The previous outage of this kind happened in September 2021. Not only was it longer (17 hours). Although the transaction request volumes were much lower, the network stopped functioning. The positive effect of the updates by the validator community is obvious.
Security is another prominent concern. In December 2021, the network suffered a serious DDoS interference, which caused its token to plunge. Such attacks aim to make a blockchain unusable by driving an insurmountable amount of traffic.
These risks have been mentioned by institutional investors like Grayscale, a major digital currency asset manager. Its December 2021 report highlighted cryptography imperfections that could make Solana vulnerable to such attacks.
Token distribution concerns
Some crypto experts note that Solana does not fully fit the definition of a decentralized network. According to the Messari report published on May 17th, 2021, almost half of all native tokens are held by three insiders:
- Venture Capital
- Solana developers
- Solana Labs
This model makes neutrality doubtful. In comparison, Ethereum allocated just 15% of ETH to insiders (the team, company, and VC). Cardano provided 17%, while EOS allocated just 10%.
Solana has fewer validators than Ethereum – 1,447 nodes against 2,471. While this makes it faster, there is also less decentralization by default.
What’s more, the team is only planning to implement slashing. This mechanism, which is available on Ethereum, prevents validators from breaking the rules. It removes a portion of the stake when malicious behavior is detected.

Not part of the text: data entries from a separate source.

PR #2259, opened 2023-05-16
Use regular font style in sighelp popup if already highlighted by color scheme

jwortmann:
The signature help popup uses bold & underlined font style for the active parameter, which looks a bit ugly in my opinion.
With this PR, it will keep the regular font style if the color scheme already defines different colors for active and non-active parameters. This is the case for example [in my own color scheme](https://github.com/jwortmann/brackets-color-scheme/blob/54c4e4a429b07f824af3c11098ee612caa596f8f/Brackets%20Dark.sublime-color-scheme#L2154-L2163), (though I will probably adjust the colors a bit if the PR gets merged).

sighelp

Also the number of `View.style_for_scope` API calls is reduced by storing the results into variables and avoiding redundant calls.

### DIFF
--- a/plugin/core/signature_help.py
+++ b/plugin/core/signature_help.py
@@ -68,7 +68,11 @@ class SigHelp:
         formatted = []  # type: List[str]
         if self.has_multiple_signatures():
             formatted.append(self._render_intro())
-        formatted.extend(self._render_label(view, signature))
+        self._function_color = view.style_for_scope("entity.name.function.sighelp.lsp")["foreground"]
+        self._active_parameter_color = view.style_for_scope("variable.parameter.sighelp.active.lsp")["foreground"]
+        self._inactive_parameter_color = view.style_for_scope("variable.parameter.sighelp.lsp")["foreground"]
+        self._emphasize_active_parameter = self._active_parameter_color == self._inactive_parameter_color
+        formatted.extend(self._render_label(signature))
         formatted.extend(self._render_docs(view, signature))
         return "".join(formatted)
 
@@ -96,7 +100,7 @@ class SigHelp:
             len(self._signatures),
         )
 
-    def _render_label(self, view: sublime.View, signature: SignatureInformation) -> List[str]:
+    def _render_label(self, signature: SignatureInformation) -> List[str]:
         formatted = []  # type: List[str]
         # Note that this <div> class and the extra <pre> are copied from mdpopups' HTML output. When mdpopups changes
         # its output style, we must update this literal string accordingly.
@@ -124,13 +128,13 @@ class SigHelp:
                     start += prev
                     end = start + len(rawlabel)
                 if prev < start:
-                    formatted.append(_function(view, label[prev:start]))
-                formatted.append(_parameter(view, label[start:end], i == active_parameter_index))
+                    formatted.append(self._function(label[prev:start]))
+                formatted.append(self._parameter(label[start:end], i == active_parameter_index))
                 prev = end
             if end < len(label):
-                formatted.append(_function(view, label[end:]))
+                formatted.append(self._function(label[end:]))
         else:
-            formatted.append(_function(view, label))
+            formatted.append(self._function(label))
         formatted.append("</pre></div>")
         return formatted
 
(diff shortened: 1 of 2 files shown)


plugin/core/signature_help.py
```diff
@@ -68,7 +68,11 @@ def render(self, view: sublime.View) -> str:
         formatted = []  # type: List[str]
         if self.has_multiple_signatures():
             formatted.append(self._render_intro())
-        formatted.extend(self._render_label(view, signature))
+        self._function_color = view.style_for_scope("entity.name.function.sighelp.lsp")["foreground"]
+        self._active_parameter_color = view.style_for_scope("variable.parameter.sighelp.active.lsp")["foreground"]
+        self._inactive_parameter_color = view.style_for_scope("variable.parameter.sighelp.lsp")["foreground"]
+        self._emphasize_active_parameter = self._active_parameter_color == self._inactive_parameter_color
```
rchl, line 74: The optimization better be worth it because I guess it will make it more difficult to experiment with different styles. :)

rchl (commented):
Is it expected that there is no change with Mariana?

Before

Screenshot 2023-05-16 at 09 16 21


After

Screenshot 2023-05-16 at 09 17 06

plugin/core/signature_help.py
rchl: Never mind, this just caches it for the life of the signature popup which disappears on switch views anyway.

jwortmann:
> Is it expected that there is no change with Mariana?

Yes, that is expected. An alternative to the bold & underline font style by default, would be to use a different scope for the active parameter color. But that would probably also complicate things, because you can't really be sure that it creates a sufficient contrast to the color for non-active parameters.

rchl (approved):

frou:
Has this change taken away the ability for someone to use custom sighelp colours **and** have bolding/underlining behaviour?

predragnikolic:
Yes

frou:
Thank you. To me, It's not all about contrast. The underline in particular made it very easy to pick out the active parameter at a glance.

> Then it would be the same default as it is now, but users could re-add the bold/underline via mdpopups.css if they want.

Maybe I'm misunderstanding the relative importance of the HTML/CSS aspect, but wouldn't it be more correct to delegate the bold/underline decision to the Colour Scheme?

i.e. a rule could be:

```json
{"scope": "variable.parameter.sighelp.active.lsp", "foreground": "var(green)", "font_style": "bold underline"}
```

and that desire for `bold`/`underline` would be reflected in the dict returned by `view.style_for_scope("variable.parameter.sighelp.active.lsp")`, just as the `foreground` colour already is.

jwortmann:
> wouldn't it be more correct to delegate the bold/underline decision to the Colour Scheme?

Actually not a bad idea. I think it would work, but we need to apply a little "trick" which is already used for the diagnostics `unnecessary` tag, to preserve the bold & underline when there is no color scheme rule for the sighelp-specific scopes (otherwise, the active parameters couldn't be distinguished at all anymore in the built-in and probably all third-party color schemes, because they don't have set bold & underline font style for those scopes by default). I think I can make a PR with that.

jwortmann:
The "trick" that I had in mind was actually used for the semantic tokens, and not for diagnostic tags.
https://github.com/sublimelsp/LSP/blob/a6edba3d254c25307f4818b34c84e5cf89e147d8/plugin/session_buffer.py#L679
I tried to implement using the font style from the color scheme for the active parameter, but there seems to be a bug in the `style_for_scope` API method, which makes parts of the results unreliable. In particular it doesn't seem to work correctly for the `variable.parameter.sighelp.active.lsp` scope when I tested it with my own color scheme. I filed a report on the ST issue tracker at https://github.com/sublimehq/sublime_text/issues/5983.

Unfortunately this probably means that we're stuck here in regard to implementing such a solution, unless someone has another idea how to retain the bold & underline if there is no color scheme rule for the scope. Alternatively we could use the approach of the CSS class for now.

frou:
Thanks for trying it. Let's see if that issue possibly gets a quick fix.

PR #649, opened 2023-03-15
Actually compute computed terms only once.

fisehara:
Afterwards use as Alias or ReferencedFields

Change-type: patch


fisehara:
obsolete will be implemented in odata-to-abstract-sql solely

Conclusion: Solana as smart contract network
Solana is a highly efficient and sustainable environment built on innovative technologies. It offers multiple benefits to creators of smart contracts, Dapps, and NFTs. It supports smart contracts without the EVM, allowing developers to use popular languages, Solana CLI, and existing SDKs to deploy impressive DeFi exchanges, games, and more.
On the downside, as a relatively young network, Solana has suffered a number of outages in the recent past. Its structure makes some skeptics wonder if centralization is at risk. Nevertheless, these caveats have not stopped the network’s dramatic growth, which is still evolving.